**Task prompt**
The listing below should be written out again word for word, please.

**Entries supplied**
——

PR #2724, opened 2026-07-09
quinn-udp: retry GSO batch after disabling offload

### LINKED ISSUE #2399: udp: retry failed GSO sendmsg on EIO without GSO

kixelated:
Fixes https://github.com/quinn-rs/quinn/issues/2399

The first batch that causes a GSO failure is often the initial packet, which takes forever to retry sending at the QUIC layer because of the default RTT. This should improves connection time dramatically on some Linux devices (apparently Android).

### DIFF
--- a/quinn-udp/src/unix.rs
+++ b/quinn-udp/src/unix.rs
@@ -474,6 +474,14 @@ fn send(
                             "`libc::sendmsg` failed with {e}; halting segmentation offload"
                         );
                         state.max_gso_segments.store(1, Ordering::Relaxed);
+
+                        // Immediately retry this batch as individual datagrams rather than waiting
+                        // for the upper layer to time out and retransmit. These sends run with GSO
+                        // now disabled, so a repeated failure falls through here instead of
+                        // recursing.
+                        if let Some(segment_size) = transmit.segment_size {
+                            return send_individual_datagrams(state, io, transmit, segment_size);
+                        }
                     }
                 }
 
@@ -499,6 +507,33 @@ fn send(
             }
         }
     }
+}
+
+#[cfg(any(target_os = "linux", target_os = "android"))]
+fn send_individual_datagrams(
+    state: &UdpSocketState,
+    io: SockRef<'_>,
+    transmit: &Transmit<'_>,
+    segment_size: usize,
+) -> io::Result<()> {
+    debug_assert!(segment_size > 0, "GSO batch with a zero segment size");
+
+    for contents in transmit.contents.chunks(segment_size) {
+        let io = SockRef::from(&*io);
+        send(
+            state,
+            io,
+            &Transmit {
+                destination: transmit.destination,
+                ecn: transmit.ecn,
+                contents,
+                segment_size: None,
+                src_ip: transmit.src_ip,
+            },
+        )?;
+    }
+
+    Ok(())
 }
 
 #[cfg(any(target_os = "openbsd", target_os = "netbsd", apple_slow))]


quinn-proto/src/connection/packet_crypto.rs
```diff
@@ -88,16 +88,10 @@ pub(super) fn decrypt_packet_body(
         &zero_rtt_crypto.unwrap().packet
     } else if packet_key_phase == conn_key_phase || space != SpaceId::Data {
         &spaces[space].crypto.as_ref().unwrap().packet.remote
-    } else if let Some(prev) = prev_crypto.and_then(|crypto| {
+    } else if let Some(prev) = prev_crypto.filter(|&crypto| {
```
Ralith: Very welcome cleanup, but split it into a separate commit?

quinn-udp/src/unix.rs
```diff
@@ -467,6 +467,18 @@ fn send(
...
+                            // Prevent new transmits from being scheduled using GSO, then
+                            // immediately retry this batch as individual datagrams.
+                            crate::log::info!(
+                                "`libc::sendmsg` failed with {e}; halting segmentation offload"
+                            );
+                            state.max_gso_segments.store(1, Ordering::Relaxed);
+                            return send_individual_datagrams(state, io, transmit, segment_size);
+                        }
+                    }
+
```
Ralith: This seems to substantially duplicate the logic just below. Why do we need both?

quinn-udp/src/unix.rs
```diff
@@ -467,6 +467,18 @@ fn send(
                 // when we try to actually send datagrams using it.
                 #[cfg(any(target_os = "linux", target_os = "android"))]
                 if let Some(libc::EIO) | Some(libc::EINVAL) = e.raw_os_error() {
+                    if let Some(segment_size) = transmit.effective_segment_size() {
+                        if segment_size > 0 && state.max_gso_segments() > 1 {
```
Ralith: Why do we need to guard against segment_size = 0? That doesn't seem like a reasonable value for it to have, especially as we use `Option` rather than sentinel values.

quinn-udp/tests/tests.rs
```diff
@@ -1,10 +1,11 @@
 #[cfg(not(any(target_os = "openbsd", target_os = "netbsd", solarish)))]
 use std::net::{SocketAddr, SocketAddrV6};
+#[cfg(any(target_os = "linux", target_os = "android"))]
+use std::time::Duration;
```
Ralith, line 4: Unrelated change?

Ralith (changes requested):

mxinden:
Very much in favor. Thanks for working on it.

We (Firefox) ran into the same issue. We currently re-send within Firefox. Instead re-sending in quinn-udp would be much cleanre.

https://bugzilla.mozilla.org/show_bug.cgi?id=2049334

quinn-proto/src/connection/packet_crypto.rs
kixelated: This is an automatic clippy fix, sure.

quinn-udp/src/unix.rs
kixelated: we don't

quinn-proto/src/connection/packet_crypto.rs
kixelated: which is already on main anyway

quinn-udp/src/unix.rs
```diff
@@ -474,6 +474,12 @@ fn send(
                             "`libc::sendmsg` failed with {e}; halting segmentation offload"
                         );
                         state.max_gso_segments.store(1, Ordering::Relaxed);
+
+                        // Immediately retry this batch as individual datagrams rather than waiting
+                        // for the QUIC layer to time out and retransmit. These sends run with GSO
```
thomaseizinger: Nit: Refer to "upper" layer here.

quinn-udp/src/unix.rs
```diff
@@ -501,16 +507,43 @@ fn send(
...
+    state: &UdpSocketState,
+    io: &SockRef<'_>,
+    transmit: &Transmit<'_>,
+) -> io::Result<()> {
+    // Split on the segment size if this was a GSO batch, otherwise send the payload as-is.
+    let segment_size = transmit
+        .segment_size
+        .unwrap_or(transmit.contents.len())
+        .max(1);
+    for contents in transmit.contents.chunks(segment_size) {
```
thomaseizinger, line 521: Style nit: Would prefer a newline here.

quinn-udp/src/unix.rs
```diff
@@ -501,16 +507,43 @@ fn send(
...
+            &Transmit {
+                destination: transmit.destination,
+                ecn: transmit.ecn,
+                contents,
+                segment_size: None,
+                src_ip: transmit.src_ip,
+            },
+        )?;
+    }
+    Ok(())
```
thomaseizinger, line 536: And here

quinn-udp/src/unix.rs
```diff
@@ -420,7 +420,7 @@ impl UdpSocketState {
 fn send(
     #[allow(unused_variables)] // only used on Linux
     state: &UdpSocketState,
-    io: SockRef<'_>,
+    io: &SockRef<'_>,
```
thomaseizinger: We can avoid this by re-borrowing the ref instead:

```rust
let io = SockRef::from(&*io);
```

thomaseizinger (changes requested):
Concept ACK, a few nits

quinn-udp/src/unix.rs
kixelated: Yeah I opted for `&` because it's feels less magic, but IDK.

thomaseizinger (approved):

quinn-udp/src/unix.rs
```diff
@@ -556,6 +507,36 @@ fn send(
...
+fn send_individual_datagrams(
+    state: &UdpSocketState,
+    io: SockRef<'_>,
+    transmit: &Transmit<'_>,
+) -> io::Result<()> {
+    // Split on the segment size if this was a GSO batch, otherwise send the payload as-is.
+    let segment_size = transmit
+        .segment_size
+        .unwrap_or(transmit.contents.len())
+        .max(1);
```
thomaseizinger: What is that for?

If `contents.len` is 0, we can just return `Ok(())`, right? And if `segment_size` is 0, we should probably fail?

thomaseizinger (changes requested):

Ralith (approved):
Thanks!

thomaseizinger:
Note that this also gets fixed in #2748 which may be preferable to merge because it also fixes another issue.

——

**Answer**
PR #2724, opened 2026-07-09
quinn-udp: retry GSO batch after disabling offload

### LINKED ISSUE #2399: udp: retry failed GSO sendmsg on EIO without GSO

kixelated:
Fixes https://github.com/quinn-rs/quinn/issues/2399

The first batch that causes a GSO failure is often the initial packet, which takes forever to retry sending at the QUIC layer because of the default RTT. This should improves connection time dramatically on some Linux devices (apparently Android).

### DIFF
--- a/quinn-udp/src/unix.rs
+++ b/quinn-udp/src/unix.rs
@@ -474,6 +474,14 @@ fn send(
                             "`libc::sendmsg` failed with {e}; halting segmentation offload"
                         );
                         state.max_gso_segments.store(1, Ordering::Relaxed);
+
+                        // Immediately retry this batch as individual datagrams rather than waiting
+                        // for the upper layer to time out and retransmit. These sends run with GSO
+                        // now disabled, so a repeated failure falls through here instead of
+                        // recursing.
+                        if let Some(segment_size) = transmit.segment_size {
+                            return send_individual_datagrams(state, io, transmit, segment_size);
+                        }
                     }
                 }
 
@@ -499,6 +507,33 @@ fn send(
             }
         }
     }
+}
+
+#[cfg(any(target_os = "linux", target_os = "android"))]
+fn send_individual_datagrams(
+    state: &UdpSocketState,
+    io: SockRef<'_>,
+    transmit: &Transmit<'_>,
+    segment_size: usize,
+) -> io::Result<()> {
+    debug_assert!(segment_size > 0, "GSO batch with a zero segment size");
+
+    for contents in transmit.contents.chunks(segment_size) {
+        let io = SockRef::from(&*io);
+        send(
+            state,
+            io,
+            &Transmit {
+                destination: transmit.destination,
+                ecn: transmit.ecn,
+                contents,
+                segment_size: None,
+                src_ip: transmit.src_ip,
+            },
+        )?;
+    }
+
+    Ok(())
 }
 
 #[cfg(any(target_os = "openbsd", target_os = "netbsd", apple_slow))]


quinn-proto/src/connection/packet_crypto.rs
```diff
@@ -88,16 +88,10 @@ pub(super) fn decrypt_packet_body(
         &zero_rtt_crypto.unwrap().packet
     } else if packet_key_phase == conn_key_phase || space != SpaceId::Data {
         &spaces[space].crypto.as_ref().unwrap().packet.remote
-    } else if let Some(prev) = prev_crypto.and_then(|crypto| {
+    } else if let Some(prev) = prev_crypto.filter(|&crypto| {
```
Ralith: Very welcome cleanup, but split it into a separate commit?

quinn-udp/src/unix.rs
```diff
@@ -467,6 +467,18 @@ fn send(
...
+                            // Prevent new transmits from being scheduled using GSO, then
+                            // immediately retry this batch as individual datagrams.
+                            crate::log::info!(
+                                "`libc::sendmsg` failed with {e}; halting segmentation offload"
+                            );
+                            state.max_gso_segments.store(1, Ordering::Relaxed);
+                            return send_individual_datagrams(state, io, transmit, segment_size);
+                        }
+                    }
+
```
Ralith: This seems to substantially duplicate the logic just below. Why do we need both?

quinn-udp/src/unix.rs
```diff
@@ -467,6 +467,18 @@ fn send(
                 // when we try to actually send datagrams using it.
                 #[cfg(any(target_os = "linux", target_os = "android"))]
                 if let Some(libc::EIO) | Some(libc::EINVAL) = e.raw_os_error() {
+                    if let Some(segment_size) = transmit.effective_segment_size() {
+                        if segment_size > 0 && state.max_gso_segments() > 1 {
```
Ralith: Why do we need to guard against segment_size = 0? That doesn't seem like a reasonable value for it to have, especially as we use `Option` rather than sentinel values.

quinn-udp/tests/tests.rs
```diff
@@ -1,10 +1,11 @@
 #[cfg(not(any(target_os = "openbsd", target_os = "netbsd", solarish)))]
 use std::net::{SocketAddr, SocketAddrV6};
+#[cfg(any(target_os = "linux", target_os = "android"))]
+use std::time::Duration;
```
Ralith, line 4: Unrelated change?

Ralith (changes requested):

mxinden:
Very much in favor. Thanks for working on it.

We (Firefox) ran into the same issue. We currently re-send within Firefox. Instead re-sending in quinn-udp would be much cleanre.

https://bugzilla.mozilla.org/show_bug.cgi?id=2049334

quinn-proto/src/connection/packet_crypto.rs
kixelated: This is an automatic clippy fix, sure.

quinn-udp/src/unix.rs
kixelated: we don't

quinn-proto/src/connection/packet_crypto.rs
kixelated: which is already on main anyway

quinn-udp/src/unix.rs
```diff
@@ -474,6 +474,12 @@ fn send(
                             "`libc::sendmsg` failed with {e}; halting segmentation offload"
                         );
                         state.max_gso_segments.store(1, Ordering::Relaxed);
+
+                        // Immediately retry this batch as individual datagrams rather than waiting
+                        // for the QUIC layer to time out and retransmit. These sends run with GSO
```
thomaseizinger: Nit: Refer to "upper" layer here.

quinn-udp/src/unix.rs
```diff
@@ -501,16 +507,43 @@ fn send(
...
+    state: &UdpSocketState,
+    io: &SockRef<'_>,
+    transmit: &Transmit<'_>,
+) -> io::Result<()> {
+    // Split on the segment size if this was a GSO batch, otherwise send the payload as-is.
+    let segment_size = transmit
+        .segment_size
+        .unwrap_or(transmit.contents.len())
+        .max(1);
+    for contents in transmit.contents.chunks(segment_size) {
```
thomaseizinger, line 521: Style nit: Would prefer a newline here.

quinn-udp/src/unix.rs
```diff
@@ -501,16 +507,43 @@ fn send(
...
+            &Transmit {
+                destination: transmit.destination,
+                ecn: transmit.ecn,
+                contents,
+                segment_size: None,
+                src_ip: transmit.src_ip,
+            },
+        )?;
+    }
+    Ok(())
```
thomaseizinger, line 536: And here

quinn-udp/src/unix.rs
```diff
@@ -420,7 +420,7 @@ impl UdpSocketState {
 fn send(
     #[allow(unused_variables)] // only used on Linux
     state: &UdpSocketState,
-    io: SockRef<'_>,
+    io: &SockRef<'_>,
```
thomaseizinger: We can avoid this by re-borrowing the ref instead:

```rust
let io = SockRef::from(&*io);
```

thomaseizinger (changes requested):
Concept ACK, a few nits

quinn-udp/src/unix.rs
kixelated: Yeah I opted for `&` because it's feels less magic, but IDK.

thomaseizinger (approved):

quinn-udp/src/unix.rs
```diff
@@ -556,6 +507,36 @@ fn send(
...
+fn send_individual_datagrams(
+    state: &UdpSocketState,
+    io: SockRef<'_>,
+    transmit: &Transmit<'_>,
+) -> io::Result<()> {
+    // Split on the segment size if this was a GSO batch, otherwise send the payload as-is.
+    let segment_size = transmit
+        .segment_size
+        .unwrap_or(transmit.contents.len())
+        .max(1);
```
thomaseizinger: What is that for?

If `contents.len` is 0, we can just return `Ok(())`, right? And if `segment_size` is 0, we should probably fail?

thomaseizinger (changes requested):

Ralith (approved):
Thanks!

thomaseizinger:
Note that this also gets fixed in #2748 which may be preferable to merge because it also fixes another issue.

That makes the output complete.